PR #283, opened 2025-03-02
Update default_validator; add custom error when user output is empty

JoelNiemela:
When the user output file is completely empty, add the error message "user output was empty"; when the user output file contains only whitespace, add the error message "user output contained no tokens".

Other changes:
 - Rewrite `if (...) stmt;` as `if (...) { stmt; }`
 - Explicitly assign zero to `judgeans_pos` and `stdin_pos` (line 17). Previously, they were implicitly initialized to zero (since they are global variables).
 - Initialize `judgeans_line` and `stdin_line` to `1` (line 18). Previously, they were set to `1` in `main()`, before the `while (true)` loop.
 - Add some whitespace to be more consistent.

### DIFF
--- a/support/default_validator/default_validator.cc
+++ b/support/default_validator/default_validator.cc
@@ -14,14 +14,13 @@ const int EXIT_WA = 43;
 std::ifstream judgein, judgeans;
 FILE *judgemessage = NULL;
 FILE *diffpos = NULL;
-int judgeans_pos, stdin_pos;
-int judgeans_line, stdin_line;
+int judgeans_pos = 0, stdin_pos = 0;
+int judgeans_line = 1, stdin_line = 1;
 
 void wrong_answer(const char *err, ...) {
 	va_list pvar;
 	va_start(pvar, err);
-	fprintf(judgemessage, "Wrong answer on line %d of output (corresponding to line %d in answer file)\n",
-			stdin_line, judgeans_line);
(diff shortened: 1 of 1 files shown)


support/default_validator/default_validator.cc
```diff
@@ -134,20 +133,35 @@ int main(int argc, char **argv) {
...
-			wrong_answer("User EOF while judge had more output\n(Next judge token: %s)", judge.c_str());
+			if (token == 0) {
+				if (stdin_pos == 0) {
+					wrong_answer(
+						"User EOF while judge had more output; user output was empty.\n(Next judge token: %s)",
+						judge.c_str()
+					);
+				} else {
+					wrong_answer(
+						"User EOF while judge had more output; user output contained no tokens.\n(Next judge token: %s)",
```
gkreitz, line 149: This happens if and only if the user output is only whitespace, right? To me "user output contained only whitespace" would be more clear than "contained no tokens".

gkreitz (approved):
Thanks, looks good!

I suggested one minor change to a message. Happy to merge this as-is too (if you prefer the current message, or if I my suggested phrasing is incorrect).

support/default_validator/default_validator.cc
JoelNiemela: Yes. That feels cleared to me too, fixed.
□ □ □ □
- **WHAT THE TASK ASKS**
Search term "while": return each line of the data that contains it.

- **EXERCISE SOLUTION**
 - Initialize `judgeans_line` and `stdin_line` to `1` (line 18). Previously, they were set to `1` in `main()`, before the `while (true)` loop.
-			wrong_answer("User EOF while judge had more output\n(Next judge token: %s)", judge.c_str());
+						"User EOF while judge had more output; user output was empty.\n(Next judge token: %s)",
+						"User EOF while judge had more output; user output contained no tokens.\n(Next judge token: %s)",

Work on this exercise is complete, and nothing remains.